# Burr Oak Goes unlimited



## Richman (Sep 1, 2007)

Pilot project underway



http://ohiodnr.com/news/home_page/NewsReleases/tabid/18276/EntryID/968/Default.aspx


----------



## TexasRigged (Feb 25, 2005)

Grabbing the popcorn and sitting back....


----------



## smallieguy (Apr 7, 2004)

664 acres and unlimited.........right.
Like anyone will keep to a "no wake" limit with an engine bigger than 10hp
when they see a 10hp operating as normal. Genius.


----------



## OSU_Fisherman (Mar 1, 2007)

I'm sure there will be a couple morons that do abuse the unlimited, but I would be shocked if became much of an issue. I had been planning on making a trip to Burr Oak even before this news, but now it will make things easier for me.


----------



## dmgonfishin55 (Jan 8, 2009)

They did the same thing last year at Knox lake up by Mt. Vernon. I have never seen anyone abusing it, that doesn't mean nobody does, but I think it can be a good thing for anglers what do you guys think?


----------



## Bassnpro1 (Apr 6, 2004)

Awesome. Not too much longer and all the state run 9.9 lakes will have the same rules. I can't wait to get my bass boat on Burr Oak and chase some trophy bass.


----------



## greenpumpkin (Jan 15, 2009)

There goes that lake. I was up on Knox Lake last fall and a guy opened up his big motor and flew down the middle of the lake.


----------



## DaleM (Apr 5, 2004)

I haven't seen anyone myself at any of the lakes they opened abuse it. Sure there will be a few, but it won't hurt that lake or any others that open this opportunity up. It will though bring some much needed money to that area. 
Greenpumpkin, you should get a boat number and call Mike Miller, the county game warden. I know Mike really well and he will take care of the problem. Same goes for all the lakes they open. Don't complain about this, if you see a violation report it. Complaining here or any other web site doesn't do a thing to get the problem corrected.


----------



## KATKING (Jun 10, 2006)

greenpumpkin said:


> There goes that lake. I was up on Knox Lake last fall and a guy opened up his big motor and flew down the middle of the lake.

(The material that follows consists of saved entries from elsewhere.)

PR #683, opened 2016-03-22
Write bytes to stdout when using Python 3

keemyb:
Fixes "TypeError: can't concat bytes to str"

### DIFF
--- a/closure/bin/build/closurebuilder.py
+++ b/closure/bin/build/closurebuilder.py
@@ -34,6 +34,7 @@ import logging
 import optparse
 import os
 import sys
+import io
 
 import depstree
 import jscompiler
@@ -200,9 +201,14 @@ def main():
 
   # Make our output pipe.
   if options.output_file:
-    out = open(options.output_file, 'w')
+    out = io.open(options.output_file, 'wb')
   else:
-    out = sys.stdout
+    version = sys.version_info[:2]
+    if version >= (3,0):
+        # Write bytes to stdout
+        out = sys.stdout.buffer
+    else:
+        out = sys.stdout
 
   sources = set()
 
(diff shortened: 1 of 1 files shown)


closure/bin/build/closurebuilder.py
```diff
@@ -276,7 +282,7 @@ def main():
         compiler_flags=options.compiler_flags)
 
     logging.info('JavaScript compilation succeeded.')
-    out.write(str(str(compiled_source).encode('utf-8')))
+    out.write((compiled_source).encode('utf-8'))
```
joeltine: do you need the parens around `compiled_source`?

closure/bin/build/closurebuilder.py
```diff
@@ -200,9 +201,14 @@ def main():
 
   # Make our output pipe.
   if options.output_file:
-    out = open(options.output_file, 'w')
+    out = io.open(options.output_file, 'wb')
   else:
-    out = sys.stdout
+    version = sys.version_info[:2]
+    if version >= (3,0):
```
joeltine: At a glance, this change seems fine to me. There's a bigger underlying question here of python 3 support in general for our tools. This may fix this one issue, but I'm sure there are other places in the code that aren't Py3 compliant. Also, I don't have a lot of experience making scripts both Py3 and Py2 compatible, but I'd hate to see this type of pattern repeated all over the place (i.e., `if py3: do blah else: do foo`).

Let me chat with some other folks about this.

closure/bin/build/closurebuilder.py
keemyb: No, that looks like a mistake on my part.

closure/bin/build/closurebuilder.py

Couldn't agree with you more, the reason Burr Oak was my fav. place to go was because of how quiet it was. It was simple to throw a yak on the water and go. Hopefully this won't ruin such a peaceful lake.


----------



## -mike- (Sep 26, 2008)

smallieguy said:


> 664 acres and unlimited.........right.
> Like anyone will keep to a "no wake" limit with an engine bigger than 10hp
> when they see a 10hp operating as normal. Genius.


Its not genius, Just needed. The 10 HP thing is total BS. Lakes should be listed as "No Wake". Darn near any bass boat out there idling thru an area disturbs less than these 20'+ pontoon boats with their 10HP motors Rev'd thru the roof pushin 2's and 3's off their sides. 

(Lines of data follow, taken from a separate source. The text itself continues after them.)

PR #684, opened 2016-03-23
Handle touch events in goog.fx.AbstractDragDrop

codyebberson:
The current implementation of AbstractDragDrop explicitly listens
for mousedown, mousemove, and mouseup events.  Therefore it does
not work with touch devices.

This limitation can easily be observed in the dragdrop.html demo.

This commit adds touchstart, touchmove, and touchend support to the
AbstractDragDrop class.

### DIFF
--- a/closure/goog/fx/abstractdragdrop.js
+++ b/closure/goog/fx/abstractdragdrop.js
@@ -295,8 +295,9 @@ goog.fx.AbstractDragDrop.prototype.init = function() {
 goog.fx.AbstractDragDrop.prototype.initItem = function(item) {
   if (this.isSource_) {
     goog.events.listen(
-        item.element, goog.events.EventType.MOUSEDOWN, item.mouseDown_, false,
-        item);
+        item.element,
+        [goog.events.EventType.MOUSEDOWN, goog.events.EventType.TOUCHSTART],
+        item.dragStartHandler_, false, item);
     if (this.sourceClass_) {
       goog.dom.classlist.add(
           goog.asserts.assert(item.element), this.sourceClass_);
@@ -319,8 +320,9 @@ goog.fx.AbstractDragDrop.prototype.initItem = function(item) {
 goog.fx.AbstractDragDrop.prototype.disposeItem = function(item) {
   if (this.isSource_) {
     goog.events.unlisten(
-        item.element, goog.events.EventType.MOUSEDOWN, item.mouseDown_, false,
-        item);
+        item.element,
+        [goog.events.EventType.MOUSEDOWN, goog.events.EventType.TOUCHSTART],
+        item.dragStartHandler_, false, item);
     if (this.sourceClass_) {
       goog.dom.classlist.remove(
           goog.asserts.assert(item.element), this.sourceClass_);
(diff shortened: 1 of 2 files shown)


shicks:
Looks reasonable.  I'm going to try to push this through our internal presubmit and see if anything breaks.

shicks:
Presubmit passed.  We'll get another set of eyes on it and then should be able to check it in.

closure/goog/fx/abstractdragdrop.js
```diff
@@ -319,8 +320,9 @@ goog.fx.AbstractDragDrop.prototype.initItem = function(item) {
 goog.fx.AbstractDragDrop.prototype.disposeItem = function(item) {
   if (this.isSource_) {
     goog.events.unlisten(
-        item.element, goog.events.EventType.MOUSEDOWN, item.mouseDown_, false,
-        item);
+        item.element,
+        [goog.events.EventType.MOUSEDOWN, goog.events.EventType.TOUCHSTART],
+        item.mouseDown_, false, item);
```
joeltine: I don't think this will work. You bind both MOUSEDOWN and TOUCHSTART to mouseDown_ listener, but mouseDown_ intentionally returns on TOUCHSTART. This will break basically everything as the "start drag" event will never fire. 

In general, this change needs to do some refactoring to abstract the concept of "mouse" out of  these methods.

codyebberson:
@shicks @joeltine - Thanks for looking at this.

> intentionally returns on TOUCHSTART

The opposite actually.  I modified that early exit to _allow_ TOUCHSTART.  The mouseDown_ method had an early exit on ```!event.isMouseActionButton()``` to check for "non-action" cases such as right click and ctrl+click.  I want to allow TOUCHSTART as another "action" case.

I considered modifying isMouseActionButton to allow touchstart, but (1) didn't want to increase the footprint of the pull request and (2) felt like that was not in the spirit of a function with "mouse" in the name.

> In general, this change needs to do some refactoring to abstract the concept of "mouse" out of these methods.

Perhaps a "isActionButton" method such as:
```
function isActionButton(e) {
    return e.isMouseActionButton() || e.type !== goog.events.EventType.TOUCHSTART;
}
```

Or did you have something more comprehensive in mind?

> I don't think this will work.

We have been using this patch in production for over a year, and it has behaved as expected for our use cases.  

Your comment did lead me to reconsider assumptions.  The one case that might get messy is a touchscreen laptop where the user can both click and touch.  You could get into a weird state under those circumstances.  I believe that is an acceptable edge case, and that this is still a positive improvement.

joeltine:
> The opposite actually.

Whoops, sorry about that. I misread that `mouseDown_` statement.

> Or did you have something more comprehensive in mind?

Something more comprehensive. Just lobbing touch events into a `mouseDown_` method feels forced. All of the comments mention mouse specifically. 

We just need better naming on those mouse specific methods. Maybe `dragStartHandler_` `dragStopHandler_`?

codyebberson:
> We just need better naming on those mouse specific methods. Maybe dragStartHandler_ dragStopHandler_?

Sure, understood.  Stay tuned.

codyebberson:
Quick bump that suggested changes have been submitted.

joeltine:
I just pulled in the new version internally. I'll run some tests and update the thread.

joeltine:
FYI: I've had to this change back internally. The change will make it out to the github repo at head either today or tomorrow.

The reasoning is:

"This interaction makes it so the user cant scroll since for drag targets that cover the whole scrollable area. Plus this is not the conventional way to drag and drop on touch. Conventionally, you need to long-press, and this one drags immediately"

This feature will probably need to be made configurable.

PR #1130, opened 2020-04-17
fix: Mongo batching with string as key

wtrocki:
Verification possible in AtHomeCrisisCommunity


wtrocki:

I for one am happy that the state is waking up and realizing what steps need taken. But, like you I am concerned for the safety of others. We each have the right to turn these guys in when we see them put others in danger. That or scold them on the spot. Most guys out there seem tuff enough, but when called on an issue where they know they are in the wrong, will straighten up. I know I would.


----------



## emckean4 (May 25, 2008)

I think everyoune should just have one little boat with a 9.9 and 25 and one big one with whatever and if you cant afford both well you get what you get dont complain about hp restrictions if you drop your load in that big bass boat and cant afford a little boat.


----------



## angler69 (Sep 26, 2005)

Bassnpro1 said:


> Awesome. Not too much longer and all the state run 9.9 lakes will have the same rules. I can't wait to get my bass boat on Burr Oak and chase some trophy bass.


Ditto, I think they all should be IDLE only lakes, as I only have one boat with a large outboard


----------



## Bassnpro1 (Apr 6, 2004)

emckean4 said:


> I think everyoune should just have one little boat with a 9.9 and 25 and one big one with whatever and if you cant afford both well you get what you get dont complain about hp restrictions if you drop your load in that big bass boat and cant afford a little boat.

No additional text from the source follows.